Seyfarth Synopsis: At the end of November, the DOL issued final regulations on ERISA's fiduciary duties when investing plan assets. According to the DOL, these final regulations retain the longstanding core principles that an ERISA fiduciary must focus on the relevant risk-return factors when evaluating plan investments, and the fiduciary duty to manage plan assets includes managing (and potentially exercising) the rights associated with ownership of such assets (e.g., proxy voting). As we've covered on our blog over the last several years, the DOL's guidance concerning ERISA's fiduciary duties and responsibilities when evaluating plan investments and the potential role of environmental, social and governance (ESG) factors in that analysis has changed significantly. (See our prior blog posts here, here, here, and here for more on the complicated history.)
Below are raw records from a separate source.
PR #9594, opened 2024-12-21
[Keyword search] Index creation: remove previous alias option

philipperolet:
Description
---
1. add `is_write_index` to alias on index creation (required when alias points to multiple indices
2. provide an arg to remove alias on previous index version

Risks
---
na

Deploy
---
update runbook
core

PR #28938, opened 2026-07-14
fix(front): make pruned-context chip 'Learn more' link clickable

smb2268:
Fix https://github.com/dust-tt/tasks/issues/9594
## Description

The "Context limit reached" chip shown on agent messages when context-window pruning occurs used a Sparkle `Tooltip` for its explanation. Sparkle's `Tooltip` hardcodes Radix's `disableHoverableContent`, so the tooltip closes as soon as the pointer leaves the chip — the "Learn more" link inside could never be reached with the mouse. It was also unreachable by keyboard, since Radix tooltips close on blur and can't be tabbed into (this is the real bug behind issue `#9594`, which was misfiled against `ReachedLimitPopup.tsx`).

This switches `PrunedContextChip` to a click-triggered `Popover`, following the existing chip-with-interactive-content pattern in `TaskDirectiveChipInner` (`front/components/markdown/TaskDirectiveBlock.tsx`): the chip is wrapped in a native `<button>` with an `aria-label` and focus-visible ring as the popover trigger. Content is unchanged; the popover width matches the tooltip's old `max-w-sm` and clamps on narrow viewports. The link is now reachable by both mouse and keyboard (Enter opens, Tab reaches the link, Escape closes).

## Tests

- `tsgo --noEmit` and biome pass on `front`.
- Not exercised against a live pruned conversation (reproducing a context-window prune end-to-end is impractical); the change is presentational and mirrors an established pattern.

## Risk

Low — UI-only change to a single informational chip. Interaction changes from hover to click. Safe to rollback.

## Deploy Plan

Standard front deploy.

### DIFF
--- a/front/components/assistant/conversation/AgentMessage.tsx
+++ b/front/components/assistant/conversation/AgentMessage.tsx
@@ -122,6 +122,9 @@ import {
   InfoCircle,
   InteractiveImageGrid,
   Link01,
+  PopoverContent,
+  PopoverRoot,
+  PopoverTrigger,
   RefreshCw02,
   Stop,
   Tooltip,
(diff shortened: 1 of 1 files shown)


frankaloia (approved):
LGTM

Evolution of DOL Guidance on ESG

Over the years, the DOL has provided guidance concerning ERISA's fiduciary duties and responsibilities when investing plan assets, including the role of factors that are arguably non-economic or "non-pecuniary" (e.g., ESG or sustainability factors) in those duties. The DOL's guidance on this topic has evolved and varied over time as the economic environment and administrations have changed.
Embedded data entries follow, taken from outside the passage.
PR #28939, opened 2026-07-14
Fix MCP tab isolation: random server IDs + rate limiting

frankaloia:
## Summary
- https://github.com/dust-tt/tasks/issues/9566

Bug:
 The serverId is passed in the user message context (clientSideMCPServerIds) when
  the message is sent. That exact serverId is baked into the agent configuration for that conversation's run — the
  backend dispatches all tool calls to that specific channel for the lifetime of the run.

  So the actual bug:
  1. Tab A sends a message → serverId = mcp-client-side:sidekick.1 is baked into that conversation run
  2. Tab A's registration expires (or it closes and deregisters)
  3. Tab B opens and claims slot .1 (first free slot)
  4. The agent is still dispatching tool calls for Tab A's conversation to the .1 channel
  5. Tab B receives them — it's on the wrong agent's channel

  It doesn't require explicit close+reopen. It happens whenever any tab loses its registration (TTL expiry, SSE
  drop, crash) while another tab simultaneously claims the same slot.

- **Fix**: Replace the numeric suffix with a random 8-byte hex suffix (`randomBytes(8).toString("hex")`). Each registration gets a globally unique channel, so concurrent tabs are fully isolated.
- **Rate limiting**: The old scheme relied on a 256-slot cap to prevent abuse. With random IDs there is no natural slot limit, so added a 100/min per-user rate limit on both register endpoints instead.
- **SSE recovery**: On SSE stream errors, the transport now heartbeats the existing registration first. If still alive it reconnects the stream; if dead it re-registers (getting a new serverId) and reconnects to the new channel. Previously it blindly reconnected the stream to the old channel even after re-registration.

## Testing
* Added unit tests
Screenshot 2026-07-14 at 3 29 40 PM

## Risk

Some risk in unintended consequences with the client tool logic

## Deploy
1. Deploy front

### DIFF
--- a/front-api/routes/w/[wId]/mcp/register.ts
+++ b/front-api/routes/w/[wId]/mcp/register.ts
@@ -1,7 +1,6 @@
-import {
-  MCPServerInstanceLimitError,
-  registerMCPServer,
-} from "@app/lib/api/actions/mcp/client_side_registry";
+import { registerMCPServer } from "@app/lib/api/actions/mcp/client_side_registry";
+import { rateLimiter } from "@app/lib/utils/rate_limiter";
+import logger from "@app/logger/logger";
 import { workspaceApp } from "@front-api/middlewares/ctx";
 import { apiError } from "@front-api/middlewares/utils";
 import { validate } from "@front-api/middlewares/validator";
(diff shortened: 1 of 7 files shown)


front/lib/api/actions/mcp/client_side_registry.test.ts
```diff
@@ -0,0 +1,96 @@
+import {
+  deregisterMCPServer,
+  getBaseServerId,
+  registerMCPServer,
+} from "@app/lib/api/actions/mcp/client_side_registry";
+import { Authenticator } from "@app/lib/auth";
+import { MembershipFactory } from "@app/tests/utils/MembershipFactory";
+import { UserFactory } from "@app/tests/utils/UserFactory";
+import { WorkspaceFactory } from "@app/tests/utils/WorkspaceFactory";
+import { beforeEach, describe, expect, it } from "vitest";
```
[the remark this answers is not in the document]
frankaloia: Will add a unit test for that endpoint, but this unit tests still serves a separate purpose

In Interpretive Bulletin 2015-01 (IB 2015-1), the DOL allowed that a fiduciary could make investment decisions considering non-pecuniary factors, such as ESG, as "tie breakers" — i.e., the expected risk-return characteristics of alternative proposed investments are the same. Further, the DOL acknowledged that when the fiduciary prudently determined that the investment is justifiable based solely on its economic considerations, then there is no need to evaluate collateral factors as tie breakers. In that bulletin, however, the DOL also acknowledged that in some cases ESG may have a direct relationship with the economic and financial value of the plan's investment. In those instances, ESG factors are not merely collateral considerations or tie breakers, but rather are a proper component of the fiduciary's analysis of the economic merits of competing investment choices.

2018 through 2020

In Field Assistance Bulletin 2018-01 (FAB 2018-01), the DOL appeared to limit IB 2015-1 by warning fiduciaries against taking an expansive view on whether ESG factors are economically relevant to a prudent investment selection. That same administration in June 2020 followed up with proposed regulations addressing the topic. Those regulations indicated that ERISA fiduciaries should focus on "pecuniary" factors when evaluating an investment or investment strategy, and it cast doubt on whether ESG factors could meet that standard. The same DOL also then issued proposed rules in August 2020 regarding a fiduciary's responsibility when exercising shareholder rights (including voting proxies) associated with the plan's assets.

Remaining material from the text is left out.